Regression is the opposite, when there is a retreat of the sea from the land, when sea level falls with respect to the continent. In the sediments depositing during retreating sea we can see a regressive facies pattern.

This will reflect

1. enlargement of land (more fluvial, lake wind deposits)

2. Finished by erosional unconformity

3. seaward shift of facies through time

4. In one locality sediments tend to be coarsening upward.

WALTER’S law

About 100 years ago a german geologist Johannes Walter  studied the relationship of modern facies to their environment.He noted that environments shift position thorough time, The same facies following one another in a vertical sequence (which does not have time break) will also replace one another laterally. Most of the time it is easier to work with walter’s low from the vertical successoin, than in horisontal, because of the big distances.

Sedimentary cycle

This is the repetition of facies or sequence of facies, in other word the repetition of sedimentary environments.

Causes of transgression and regressions

There are different scales of sea level changes, causing these transgressive - regressive cycles.

-Global (eustatic)

          -Longterm sea-level ~100 million years

                    Ice age/nonglacial time

          -Mediumterm sealevel changes

                    These are related to plate tectonic movements

          -Short term sea level changes

                    Climate changes caused by gravitational movement between the planets (high frequency sea level     changes 100, 40, 20 ky cycles)

-local

          Uplifting

          subsidence

          Just for the local basins

FOSSILS

Fossils are the remnants or traces of prehistoric life, that have been preserved in the rocks.

1.They are important in global correlation

2. They give information on the depositional environment

3. Provide information about evolution

Types of preservation

1.Unaltered remains (retain original structure and composition)

Resin (amber)---insects

Freezing --- Mammuth in Berezovka

2.Altered remains

Fossils, that has been changed structurally, chemically or both

3. Molds, casts

Biostratigraphic concepts

The principle of fossil succession:

According to this principle fossil assamblages succeded one another through time in a regular and determinable order.

Index fossils:

Fossils unique to a limited thickness of strata.
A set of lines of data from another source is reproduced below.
PR #11025, opened 2022-03-01
stage2: implement `@extern`

Vexu:


src/Air.zig
```diff
@@ -583,6 +583,10 @@ pub const Inst = struct {
         /// Uses the `ty_pl` field.
         field_parent_ptr,
 
+        /// Implements @extenr builtin.
```
joachimschmidt557, line 586:
```suggestion
        /// Implements @extern builtin.
```

small typo here

andrewrk:
Shouldn't this be lowered as a constant with `Value.Tag.decl_ref` (pointing to an extern Decl created by Sema) rather than introducing a new AIR instruction?

andrewrk:
Looks great

PR #11026, opened 2022-03-01
codegen: lower field_ptr to memory across linking backends

kubkon:
This requires generating an addend for the target relocation as
the field pointer might point at a field inner to the container.

### DIFF
--- a/src/arch/x86_64/CodeGen.zig
+++ b/src/arch/x86_64/CodeGen.zig
@@ -2565,7 +2565,8 @@ fn store(self: *Self, ptr: MCValue, value: MCValue, ptr_ty: Type, value_ty: Type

It has to be widespreaded geographically. (free floating larval stage of marine animals)They are very important in correlation (Ammonites).

Fossil zone:

An interval of strata characterized by disticnt index fossil. (Typical time duration is 0.5-2 million years.

The relative time scale

During the development of the relative time scale geologists through lots of fighting made up a composite geologic column, which is the relative time scale.

Stratigraphic terminology:

To deal with both rocks and time the terminology includes two fundamentally different kind of units:

1.Unit defined by its content

2. Units defined by geologic time

1. Units defined by their content:

A. Lithostratigraphic unit (Defined by the physical char. of the rocks)

Supergroup

                    group

                             Formation (mappable rock unit, basic lithostratigraphic unit)                      

                                       member

                                                bed

B. Biostratigraphic unit:

Based on fossil content

          Biozones

2. Units defined by geologic time

Time-stratigraphic units                    time units

eonotherm                                     Eon

Eratherm                                           Era

  System (fundamental unit)        Period

          Series                                                epoch

                 Stage                                           age

Systems are based on stratotype from the best locality of the certain system.

First of all you guys have to learn the ERA< PERIOD< EPOCH (pg.94).

Correlation

Correlation is the process demonstrate equivalency.

For ex.Correlation of lithostratigraphic units is the recognition of similar lithology.

We can also use the presence of KEY beds (lava flow)

-Oil companies, water comp. ---well cuttings, well logs give wonderful information about underlying lithologies.